A Igreja Episcopal dos Estados Unidos foi fundada para se assemelhar a aspectos da democracia americana; a igreja se esforça para refletir as vozes e necessidades de seus membros no contexto dos ensinamentos de Jesus. Embora ainda cresça em seu lema de A Igreja Episcopal dá as boas-vindas a você, a Igreja Episcopal há muito tempo é líder entre as comunidades religiosas na afirmação e inclusão de pessoas LGBTQ+ e outras comunidades vulneráveis ​​na teologia e na política da igreja.

Eu cresci tanto como um muito adolescente bissexual enrustido e um muito participante ativo no ministério de jovens de minha cidade e estado. Embora eu nunca tenha saído do armário na comunidade da minha igreja, foi um lugar único que me ensinou que cada parte de quem eu era, mesmo as partes que eu não gostava ou que os outros envergonhavam, era digna de amor e aceitação. Muito antes de eu ver pessoas queer incluídas regularmente na grande mídia ou tratadas com dignidade nas notícias e na política, eu tinha modelos LGBTQ+ na Igreja Episcopal, do reverendo Gene Robinson (amplamente considerado o primeiro bispo gay assumido na história do cristianismo ), ao meu próprio pároco e bispo diocesano. Nunca me esqueci de ouvir o Rev. Episcopal Dr. Cameron Partridge, o primeiro padre transgênero a pregar na Catedral Nacional (uma Igreja Episcopal), exortando clérigos e líderes leigos de todo o meu estado natal a criar políticas afirmativas na Convenção Diocesana quando eu era no ensino médio.

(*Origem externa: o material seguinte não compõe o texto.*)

PR #1148, opened 2023-07-28
feat: bump to frontend-build alpha

muselesscreator:
Proof-of-concept consumption of the alpha branch of `frontend-build` without actually using or locally configuring typescript.

### DIFF
--- a/.github/workflows/commitlint.yml
+++ b/.github/workflows/commitlint.yml
@@ -7,4 +7,14 @@ on:
 
 jobs:
   commitlint:
-    uses: openedx/.github/.github/workflows/commitlint.yml@master
+    runs-on: ubuntu-20.04
+    steps:
+      - name: Check out repository
+        uses: actions/checkout@v3
+        with:
+          fetch-depth: 0
+      - name: remove tsconfig.json # see issue https://github.com/conventional-changelog/commitlint/issues/3256
+        run: |
+          rm -f tsconfig.json
+      - name: Check commits
+        uses: wagoid/commitlint-github-action@v5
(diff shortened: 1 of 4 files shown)


Makefile
```diff
@@ -77,5 +77,5 @@ validate:
 
 .PHONY: validate.ci
 validate.ci:
-	npm ci
+	npm ci --legacy-peer-deps
```
leangseu-edx, line 80: I disagree with doing this. We should resolve the dependency.

muselesscreator: this is a proof-of-concept and that is not feasible right now.  This is the currently-agreed-on workaround and is only necessary until we merge alpha into master.

.github/workflows/commitlint.yml
```diff
@@ -7,4 +7,14 @@ on:
...
 jobs:
   commitlint:
-    uses: openedx/.github/.github/workflows/commitlint.yml@master
+    runs-on: ubuntu-20.04
+    steps:
+      - name: Check out repository
+        uses: actions/checkout@v3
+        with:
+          fetch-depth: 0
+      - name: remove tsconfig.json # see issue https://github.com/conventional-changelog/commitlint/issues/3256
```
marlonkeating, line 16: Do we need this step before introducing a tsconfig?

muselesscreator: no, just leaving it here for when we do add one.  hence the `-f`

bradenmacdonald:
I believe this PR is no longer useful, so closing it out. We are on a new version of frontend-build now, with lots of nice features including optional typescript.

PR #1163, opened 2023-08-17
feat: add config value for chat response url

alangsto:
## [MST-2041](https://2u-internal.atlassian.net/browse/MST-2041)

Expose config value so that it can be consumed by `frontend-lib-learning-assistant`, which will be installed in the learning MFE.

### DIFF
--- a/src/index.jsx
+++ b/src/index.jsx
@@ -137,6 +137,7 @@ initialize({
         EXAMS_BASE_URL: process.env.EXAMS_BASE_URL || null,
         PROCTORED_EXAM_FAQ_URL: process.env.PROCTORED_EXAM_FAQ_URL || null,
         PROCTORED_EXAM_RULES_URL: process.env.PROCTORED_EXAM_RULES_URL || null,
+        CHAT_RESPONSE_URL: process.env.CHAT_RESPONSE_URL || null,
       }, 'LearnerAppConfig');
     },
   },


src/index.jsx
```diff
@@ -137,6 +137,7 @@ initialize({
         EXAMS_BASE_URL: process.env.EXAMS_BASE_URL || null,
         PROCTORED_EXAM_FAQ_URL: process.env.PROCTORED_EXAM_FAQ_URL || null,
         PROCTORED_EXAM_RULES_URL: process.env.PROCTORED_EXAM_RULES_URL || null,
+        CHAT_RESPONSE_URL: process.env.CHAT_RESPONSE_URL || null,
```
michaelroytman, line 140: We'll need to add this to [setUpTest.js](https://github.com/openedx/frontend-app-learning/blob/5ee61904d5a99b58e4d749d7612bdb88d519f98b/src/setupTest.js#L54) too, right? I can also do that as part of my work, if you'd prefer.

alangsto: The value should only be added there if it's being used in testing. There's nothing using it right now which is why I opted out!

michaelroytman: When I render the component during tests, I'll need that to be set, so I can set it in my pull request, then - just thinking ahead!

michaelroytman (approved):

PR #1165, opened 2023-08-21
fix: should not fetch courseTopics for lti provider

awais-ansari:
### [INF-1024](https://2u-internal.atlassian.net/browse/INF-1024)

- [course-topics](api/discussion/v1/courses/course-id) This API call raises an error when the discussion provider is set to LTI. e.g Yellowdig. This API call should only call when the discussion provider is edx.
- Error - "Discussion is disabled for the course."

### DIFF
--- a/src/courseware/course/sidebar/sidebars/discussions/DiscussionsTrigger.jsx
+++ b/src/courseware/course/sidebar/sidebars/discussions/DiscussionsTrigger.jsx
@@ -3,7 +3,7 @@ import { injectIntl, intlShape } from '@edx/frontend-platform/i18n';
 import { Icon } from '@edx/paragon';
 import { QuestionAnswer } from '@edx/paragon/icons';
 import PropTypes from 'prop-types';
-import React, { useContext, useEffect } from 'react';
+import React, { useContext, useEffect, useMemo } from 'react';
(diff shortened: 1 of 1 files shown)


sundasnoreen12 (approved):
PR LGTM

src/courseware/course/sidebar/sidebars/discussions/DiscussionsTrigger.jsx
```diff
@@ -23,12 +23,17 @@ const DiscussionsTrigger = ({
...
   const baseUrl = getConfig().DISCUSSIONS_MFE_BASE_URL;
+  const ltiProvider = useMemo(
+    () => tabs?.find(tab => tab.slug === 'lti_discussion'),
+    [tabs],
+  );
 
   useEffect(() => {
     // Only fetch the topic data if the MFE is configured.
-    if (baseUrl) {
+    if (baseUrl && !ltiProvider) {
```
AhtishamShahid: We should check if this tab exists instead of checking lit tab
```
{
    "tab_id": "discussion",
    "title": "Discussion",
    "url": "https://discussions.stage.edx.org/course-v1:edx+Incontext01+run02/"
}
```

AhtishamShahid (approved):

PR #1166, opened 2023-08-22
Install Xpert chatbot from frontend-lib-learning-assistant.

michaelroytman:
### Description

This commit installs the Xpert chatbot feature from the [frontend-lib-learning-assistant](https://github.com/edx/frontend-lib-learning-assistant) repository into the [frontend-lib-learning](https://github.com/openedx/frontend-app-learning) application.

This component is rendered by the Course component. The component is only rendered when a few conditions are satisfied.

**JIRA**: [MST-2034](https://2u-internal.atlassian.net/browse/MST-2034) (private)

### Demo

**NOTE**: Please ignore the line over the video camera icon. This was fixed in https://github.com/edx/frontend-lib-learning-assistant/pull/12.

https://github.com/openedx/frontend-app-learning/assets/11871801/99d3e0c0-eafa-40a9-ad8f-840f9b514180


src/courseware/course/Course.jsx
```diff
@@ -93,10 +93,10 @@ const Course = ({
         />
         {shouldDisplayTriggers && (
           <>
-            <ChatTrigger
+            <Chat
+              enabled={course.learningAssistantEnabled}
```
michaelroytman, line 97: I'd prefer to read these values from the Redux store, but it'll make testing more difficult because I'll have to set up that part of the Redux store, so I've chosen to use props here in the interest of getting this out more quickly.

src/courseware/course/chat/Chat.jsx
```diff
@@ -0,0 +1,55 @@
...
+  enabled: PropTypes.bool.isRequired,
+  enrollmentMode: PropTypes.string,
+  courseId: PropTypes.string.isRequired,
+};
+
+Chat.defaultProps = {
+  enrollmentMode: null,
+};
+
+export default injectIntl(Chat);
```
michaelroytman, line 55: I'm not sure if this is really necessary, since there's no text to internationalize right now.

src/courseware/course/chat/Chat.test.jsx
```diff
@@ -0,0 +1,157 @@
...
+
+import Chat from './Chat';
+
+jest.mock('@edx/frontend-platform/analytics');
+
+initializeMockApp();
+
+const courseId = 'course-v1:edX+DemoX+Demo_Course';
+let testCases = [];
+let enabledTestCases = [];
```
michaelroytman, line 17: I tried to refactor the test to generate the test cases instead of declaring them outright. This is because the conditions under which the Xpert chatbot should appear have grown more complex, so it's easier to generate the objects. Let me know if this makes it more confusing to read.

src/courseware/course/chat/Chat.test.jsx
```diff
@@ -0,0 +1,157 @@
...
+              enrollmentMode={test.enrollmentMode}
+              isStaff={false}
+              enabled
+              courseId={courseId}
+            />
+          </BrowserRouter>,
+          { store },
+        );
+
+        // This is rather brittle and depends on the implementation of the Xpert component, but there
```
michaelroytman: Any other ideas here?

src/setupTest.js
```diff
@@ -116,6 +117,7 @@ export async function initializeTestStore(options = {}, overrideStore = true) {
       models: modelsReducer,
       courseware: coursewareReducer,
       courseHome: courseHomeReducer,
+      learningAssistant: learningAssistantReducer,
```
michaelroytman, line 120: I'm a little confused why the `learningAssistantReducer` is necessary, but the `tours` or `recommendations` reducers aren't. Without the `learningAssistantReducer`, other tests were breaking, so I added it.

src/courseware/course/chat/Chat.jsx
```diff
@@ -0,0 +1,55 @@
...
+  );
+
+  const shouldDisplayChat = (
+    enabled
+    && (isVerifiedEnrollmentMode || isStaff) // display only to non-audit or staff
+  );
+
+  return (
+    <>
+      {/* Use a portal to ensure that component overlay does not compete with learning MFE styles. */}
```
alangsto, line 35: Thank you adding this comment!

src/courseware/course/chat/Chat.test.jsx
alangsto: Is there an ID that we can query by instead? I'm hesitant to query by button name because that could change

michaelroytman: We could add a `data-testid` property to the button that we could query for. I'm a little torn, because I think we _should_ be querying by roles like button, because it's a more representative and accessible way of testing. And I wonder if these tests _should_ break if we change the text of the button. But, on the other hand, these tests aren't meant to test how the toggle button looks and behaves.

Actually, now that I think of it, since I'm only rendering the `Xpert` in the test, there should only be a single button in the DOM, so I could get away with this.

```const chat = screen.queryByRole('button');```

What do you think of that? I feel like it's more reasonable to assume there is a button in the DOM than a button with a particular "name". If you prefer the test ID, I can work on adding that.

alangsto: If it's only rendering the Xpert Component in the test, I like the idea of querying by the button role alone, as opposed to a button with a particular name. That seems like an appropriate solution to me that is definitely less brittle.

michaelroytman:
@alangsto I addressed your feedback. Let me know what you think!

alangsto (approved):
Looks good to me!

arbrandes:
Hey there!  This just came to my attention.  Is there an OEP, ADR, or other documentation (including any community discussions) that describe the intention behind this new functionality?

PR #1180, opened 2023-09-07
feat: grant audit learners access

alangsto:
## [MST-2130](https://2u-internal.atlassian.net/browse/MST-2130)

The learning assistant should be visible to audit learners in courses for which the assistant has been enabled.

### DIFF
--- a/src/courseware/course/chat/Chat.jsx
+++ b/src/courseware/course/chat/Chat.jsx
@@ -18,17 +18,26 @@ const Chat = ({
     'credit',
     'masters',
     'executive-education',
+    'paid-executive-education',
+    'paid-bootcamp',
   ];
 
-  const isVerifiedEnrollmentMode = (
+  const AUDIT_MODES = [
+    'audit',
+    'honor',
+    'unpaid-executive-education',
+    'unpaid-bootcamp',
+  ];
+
+  const isEnrolled = (
     enrollmentMode !== null
     && enrollmentMode !== undefined
-    && VERIFIED_MODES.some(mode => mode === enrollmentMode)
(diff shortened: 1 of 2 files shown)


src/courseware/course/chat/Chat.jsx
```diff
@@ -20,15 +20,22 @@ const Chat = ({
     'executive-education',
   ];
 
-  const isVerifiedEnrollmentMode = (
+  const AUDIT_MODES = [
```
michaelroytman, line 25: Nit. My only comment is there may be a mismatch between these modes and those on the backend.

I noticed that a `paid-bootcamp` mode is missing from `VERIFIED_MODES`. I also noticed that there are three Executive Education modes: `paid-executive-education`, `unpaid-executive-education`, and `executive-education`, and we're missing the `paid-executive-education` mode from `VERIFIED_MODES`. I don't know if `paid-executive-education` and `executive-education` resolve to the same mode at some point (e.g. `executive-education`), but it's something I noticed.

This isn't an issue for our release right now because of the modes available in the alpha courses, and nothing catastrophic will happen as a result of the mismatch, but I think it's worth taking a quick look at.

michaelroytman (approved):

src/courseware/course/chat/Chat.jsx
alangsto: Let me take a closer look to make sure it matches up

alangsto: Just updated `VERIFIED_MODES` to include both `paid-bootcamp` and `paid-executive-education`

PR #1199, opened 2023-10-04
Added waffle flag state for Courseware Search

rijuma:
## Description
Ticket: [KBK-36](https://2u-internal.atlassian.net/browse/KBK-36) (internal)
This relates to an `edx-platform` PR which adds the endpoint to the LMS (https://github.com/openedx/edx-platform/pull/33372)

There's a project to add `edx-search` into the course home. Right now I'm creating a placeholder button which will respond to the Course Waffle Flag toggle of `courseware.mfe_courseware_search`.

## UI changes
search-placeholder

If the flag is enabled, a search button will be shown on the course's home navigation. I'm using the `float` property to position itself, which might sound controversial. This was the easiest way to achieve it since the `CourseTabsNavigation` component has a wrapping logic whenever the navigation items don't fit. I've tried to move the navigation to a flex container but it just messes up with this logic. Luckily, the button is small enough so it does not interfere with the remaining space after folding.

search-plaheholder-2

## Testing Instructions:

Navigate to the LMS Admin and toggle `courseware.mfe_courseware_search` flag via:
- Waffle Flags: `http://(...)/admin/waffle/flag/`
- Course Waffle Flags: `http://(...)/admin/waffle_utils/waffleflagorgoverridemodel/`

## Results:

You should be able to see the search placeholder or not (see screenshot above) depending on the enabled state for the Waffle Flag.

### DIFF
--- a/src/course-home/courseware-search/CoursewareSearch.test.jsx
+++ b/src/course-home/courseware-search/CoursewareSearch.test.jsx
@@ -1,0 +1,46 @@
+import React from 'react';
+import {
+  act,
+  initializeMockApp,
+  render,
+  screen,
+  waitFor,
+} from '../../setupTest';
+import { fetchCoursewareSearchSettings } from '../data/thunks';
+import { CoursewareSearch } from './index';
+
+jest.mock('../data/thunks');
+
+function renderComponent() {
+  const { container } = render(<CoursewareSearch />);
+  return container;
+}
+
+describe('CoursewareSearch', () => {
+  beforeAll(async () => {
+    initializeMockApp();
+  });
+
+  beforeEach(() => {
+    jest.clearAllMocks();
+  });
+
+  it('Should not render when the waffle flag is disabled', async () => {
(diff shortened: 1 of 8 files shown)


src/course-home/courseware-search/CoursewareSearch.test.jsx
```diff
@@ -0,0 +1,46 @@
...
+    });
+  });
+
+  it('Should render when the waffle flag is enabled', async () => {
+    fetchCoursewareSearchSettings.mockImplementation(() => Promise.resolve({ enabled: false }));
+    await act(async () => renderComponent());
+    await waitFor(() => {
+      expect(fetchCoursewareSearchSettings).toHaveBeenCalledTimes(1);
+      expect(screen.queryByTestId('courseware-search-button')).not.toBeInTheDocument();
+    });
```
rijuma: This should be the `true` case. Updating test.

schenedx (approved):
👍

PR #1212, opened 2023-10-16
Added Courseware Search container popover

rijuma:
## Description
Ticket: [KBK-42 🔒](https://2u-internal.atlassian.net/browse/KBK-42)

We need a [modal 🔒](https://2u-internal.atlassian.net/wiki/spaces/Kubrick/pages/614432780/Component+breakdown+based+on+Figma#Full-Screen-Modal) to show the search components and the results.

> [!IMPORTANT]
> I've added `@testing-library/react-hooks@^8.0.1` dependency. This allows testing standalone hooks rather than creating a testing component to use the hook. It makes it much cleaner to test. 

### instructor view

| 480px wide  | 1024px wide |
| --- | --- |
| search-w480-instructor | search-w1024-instructor |

### Student view

| 480px wide  | 1024px wide |
| --- | --- |
| search-w480-student | search-w1024-student |

The Design is a bit peculiar, and I couldn't match the UI using Paragon's [FullscreenModal](https://paragon-openedx.netlify.app/components/modal/fullscreen-modal/), [ModalLayer](https://paragon-openedx.netlify.app/components/modal/modal-layer/) nor [ModalDialog](https://paragon-openedx.netlify.app/components/modal/modal-dialog/).

The UI has a modal-like overlay without a backdrop that anchors just over the Course Home tabs and extends to the bottom of the page.

I've managed to create some hooks to solve the UI. Maybe this can be revisited and replaced by some of Paragon's previously mentioned components in the future.

The overlay has some placeholder text to test the inner scrolling. When the modal pops up, it scrolls to the top of the page and freeze the `<body>` scrolling.

## Notes
I've added a prop to the slice `course-home/data/slice.js`. I don't see there's any unit tests on slices in the repo, maybe because they are small and simple or maybe they can be tested indirectly. I could add a `slice.test.js` for that extra prop if needed.

## Testing Instructions:

In order to see the search button and overlay:
- Follow the instructions to enable the waffle flags as indicated in [this PR](https://github.com/openedx/frontend-app-learning/pull/1199).
- You should be able to click the search icon to popup the overlay.

## Results:

You should be able to click and open the search modal when the waffle flag is enabled.


src/course-home/courseware-search/hooks.js
```diff
@@ -0,0 +1,64 @@
...
+  }, [courseId]);
+
+  return enabled;
+}
+
+export function useCoursewareSearchState() {
+  const enabled = useCoursewareSearchFeatureFlag();
+  const show = useSelector(state => state.courseHome.showSearch);
+
+  return { show: enabled && show };
```
schenedx, line 24: Why should this return a Json, not a direct boolean? Is it because hooks has to be in JSON format?

src/course-home/courseware-search/hooks.js
```diff
@@ -0,0 +1,64 @@
...
+      global.removeEventListener('scroll', recalculate);
+    };
+  }, []); // Empty array ensures that effect is only run on mount
+
+  return elementInfo;
+}
+
+export function useLockScroll() {
+  useEffect(() => {
+    window.scrollTo(0, 0);
```
schenedx, line 64: I am curious to see how unit test can cover this statement.

schenedx (commented):
See my questions and comments inline. I understand your tech decisions here. I think your choices here are sensible.

src/course-home/courseware-search/hooks.js
aethant: The tests are running in `jsdom` so there's access to the `window` object. You would then set `scrollTo` with `jest.fn` and listen for the method to be called with `0, 0` params.  
  
psuedo-code:  
\`\`\`  
const spyScrollTo = jest.fn()  
Object.defineProperty(window, 'scrollTo', { value: spyScrollTo });  
expect(spyScrollTo).toHaveBeenCalledWith({top: 0, left: 0});  
\`\`\`

src/course-home/courseware-search/hooks.js
aethant: Hooks do not require JSON to be returned, or anything for that matter. Rather, he is likely returning a JSON object here as it is being used to set state in the reducer.

src/course-home/courseware-search/hooks.js
```diff
@@ -0,0 +1,64 @@
...
+  const enabled = useCoursewareSearchFeatureFlag();
+  const show = useSelector(state => state.courseHome.showSearch);
+
+  return { show: enabled && show };
+}
+
+export function useElementBoundingBox(elementId) {
+  const [elementInfo, setElementInfo] = useState(undefined);
+
+  useLayoutEffect(() => {
```
aethant, line 37: I can't recall - does `useLayoutEffect` automatically throttle/debounce calls? If not, would it be useful to add a slight debounce here?

src/course-tabs/CourseTabsNavigation.jsx
```diff
@@ -5,33 +5,41 @@ import classNames from 'classnames';
...
+              href={url}
+            >
+              {title}
+            </a>
+          ))}
+        </Tabs>
+      </div>
+      {show ? (
+        <CoursewareSearch />
+      ) : undefined}
```
aethant: I believe it would be better to return `null` here rather than `undefined` - conversely, you could also render this as:

`{show && <CoursewareSearch />}` and avoid the issue altogether.

src/course-home/courseware-search/hooks.js
rijuma: Usually I like to return a single prop object rather than a value for context, it kind of forces you to take the prop name into account when handling the response. I can change it to a direct value if you disagree.

schenedx: I am trying to learn if there are advantage of doing it this way. Both you and @aethant provided good reasons. I am satisfied with the explanations.

src/course-home/courseware-search/hooks.js
rijuma: Indeed. I'm working on the tests atm.

For context, I've added the scroll top because I lock the page scrolling when the user opens the Search panel. This is just a fail safe to prevent some weird edge case of someone opening the search UI somehow while scrolled because it might get the close button hidden from the viewport.

src/course-home/courseware-search/hooks.js
rijuma: I thought about debouncing it, the problem is that it might create visual artifacts when the UI updates while scrolling, but I guess that's not important since it's scrolling to the top automatically. I'll debounce it with 200-300ms just to make it lighter to the browser when resizing. `useLayout()` doesn't seem to include debouncing by itself.

src/course-tabs/CourseTabsNavigation.jsx
rijuma: True. It should return `null` instead. In fact, it's probably outputting a warning to the console.

The thing about `{show && <CoursewareSearch />}` is that you need to be sure there's actually `false` or `null` in show and not something _falsy_ like `0` that will be rendered. In this case we can probably feel safe that it's a boolean, but I think it's just a good practice to make sure to return `null`.

src/course-home/courseware-search/hooks.js
rijuma: Besides that, I intentionally named the method `useCoursewareSearchState()` in case we need to store more state props to use on search, not only the show or hide.

src/course-tabs/CourseTabsNavigation.jsx
aethant: That's a good point, forgot about the `0`

src/course-home/courseware-search/hooks.js
rijuma: This was tested with a simple `jest.spyOn(window, 'scrollTo')`. (see `src/course-home/courseware-search/hooks.test.jsx`)

src/course-tabs/CourseTabsNavigation.jsx
rijuma: Fixed. Thanks for the keen sight.

src/course-home/courseware-search/hooks.js
rijuma: Added a debounce of 100ms.

src/course-home/courseware-search/CoursewareSearch.test.jsx
```diff
@@ -21,26 +30,55 @@ describe('CoursewareSearch', () => {
...
+      renderComponent();
+    });
+
+    it('Should use useElementBoundingBox() and useLockScroll() hooks', () => {
+      expect(useElementBoundingBox).toBeCalledTimes(1);
+      expect(useLockScroll).toBeCalledTimes(1);
+    });
+
+    it('Should have a "--modal-top-position" CSS variable matching the CourseTabsNavigation top position', () => {
+      renderComponent();
```
schenedx: Why do you need to call `renderComponent` again here, when `beforeAll` already called that?

src/course-home/courseware-search/CoursewareSearch.test.jsx
```diff
@@ -21,26 +30,55 @@ describe('CoursewareSearch', () => {
...
+
+      const section = screen.getByTestId('courseware-search-section');
+      expect(section.style.getPropertyValue('--modal-top-position')).toBe(`${tabsTopPosition}px`);
+    });
+
+    it('Should dispatch setShowSearch(true) when clicking the close button', () => {
+      renderComponent();
```
schenedx: Same question as why this is called again when `beforeAll` has called this function already

src/course-home/courseware-search/hooks.test.jsx
```diff
@@ -0,0 +1,187 @@
...
+
+  describe('useCoursewareSearchFeatureFlag', () => {
+    const renderTestHook = async (enabled = true) => {
+      useParams.mockImplementation(() => ({ courseId: enabled ? 123 : 456 }));
+      let hook;
+      await act(async () => { (hook = renderHook(() => useCoursewareSearchFeatureFlag())); });
+      return hook;
+    };
+
+    test('should return true if feature is enabled', async () => {
```
schenedx: Just want to learn here: What is the difference between `it` and `test` in unit tests like these?

schenedx (approved):
Minor feedback and a learning question. Good job 👍

src/course-home/courseware-search/CoursewareSearch.test.jsx
rijuma: Whoops!

src/course-home/courseware-search/CoursewareSearch.test.jsx
rijuma: Whoopsie!

src/course-home/courseware-search/hooks.test.jsx
rijuma: `it` is an alias of `test` actually, but to clean it up I renamed it all to `it`.

PR #1214, opened 2023-10-20
Add CoursewareSearchForm component

davidnuon:
## Description

Ticket: [KBK-41](https://2u-internal.atlassian.net/browse/KBK-41)

Adds a search bar for the Courseware Search feature. 

Depends on #1212

### DIFF
--- a/src/course-home/courseware-search/CoursewareSearchBar.jsx
+++ b/src/course-home/courseware-search/CoursewareSearchBar.jsx
@@ -1,0 +1,32 @@
+import React from 'react';
+import { SearchField } from '@edx/paragon';
+import PropTypes from 'prop-types';
+
+const CoursewareSearchBar = ({
+  onSubmit,
+  onChange,
+  placeholder,
+}) => (
+  <SearchField.Advanced
+    onSubmit={onSubmit}
+    onChange={onChange}
+    submitButtonLocation="external"
+    className="courseware-search-bar"
+    data-testid="courseware-search-bar"
+  >
+    <div className="pgn__searchfield_wrapper">
+      <SearchField.Label />
+      <SearchField.Input placeholder={placeholder} />
+      <SearchField.ClearButton />
+    </div>
+    <SearchField.SubmitButton submitButtonLocation="external" />
+  </SearchField.Advanced>
+);
+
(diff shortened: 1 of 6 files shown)


src/course-home/courseware-search/CoursewareSearchBarTest.jsx
aethant, line 1: It looks as if your test file is misnamed, hence the coverage issues. Per the repo, seems it should be `.test.jsx`

That or its inceptioning and wants tests for tests.

src/course-home/courseware-search/CoursewareSearchBar.jsx
```diff
@@ -0,0 +1,32 @@
+import React from 'react';
+import { SearchField } from '@edx/paragon';
+import PropTypes from 'prop-types';
+
+const CoursewareSearchBar = ({
```
rijuma: I find this name a bit ambiguous, since you can't tell by the name what the component does. I insist to something like `CoursewareSearchForm` since it's more evident. The filters are not to be included in this component so it is actually just the form. This is only a suggestion, you can ignore this if you disagree.

src/course-home/courseware-search/messages.js
```diff
@@ -16,6 +16,11 @@ const messages = defineMessages({
     defaultMessage: 'Search this course',
     description: 'Title for the Courseware Search module.',
   },
+  searchBarPlaceholderText: {
+    id: 'learn.coursewareSerch.searchBarPlaceholderText',
+    defaultMessage: 'Search',
+    description: 'Placeholder text courseware for the search bar.',
```
rijuma: I think this is meant to be a context for the translator. I'd rather put something more descriptive as `Placeholder text for the Courseware Search input control`.

src/course-home/courseware-search/CoursewareSearchBar.jsx
davidnuon: 👍

aethant:
@davidnuon I think it has to be "fix:" rather than "lint: Fix" for the check to pass

rijuma (approved):
LGTM!

aethant (approved):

A Igreja Episcopal trabalhou duro para me criar com a noção de que a justiça inclusiva LGBTQ+ é divina. Quando você é confirmado como membro adulto da Igreja Episcopal, você promete diante de sua comunidade e de Deus lutar pela justiça e paz entre todas as pessoas e respeitar a dignidade de cada ser humano. O Bispo Curry falou à família real, aos líderes anglicanos e ao mundo sobre o poder do amor para mudar o mundo. Ele falou da capacidade do amor sacrificial e redentor de erradicar a fome, a pobreza e a violência. Quando o amor for o caminho, deixaremos a justiça rolar como uma torrente poderosa e a justiça como um riacho sempre fluindo... Quando o amor é o caminho, há muito bom espaço - muito bom espaço - para todos os filhos de Deus. A Igreja Episcopal me ajudou a me ensinar que o amor – de fato, o amor cristão – necessariamente inclui promover a aceitação plena e a igualdade para todas as pessoas queer. Espero que a presença e o sermão do Bispo Curry no casamento real ajudem a ensinar essa mesma mensagem aos milhões de pessoas que assistiram.

Alexandra Bolles co-fundou a campanha digital anual viral, #BiWeek, e recebeu o prêmio Brenda Howard da PFLAG Queen por sua defesa bissexual+. Formada no Connecticut College e no PAICA Center, ela estudou Estudos Religiosos, Sociologia e o impacto das comunidades religiosas no bem-estar dos jovens queer.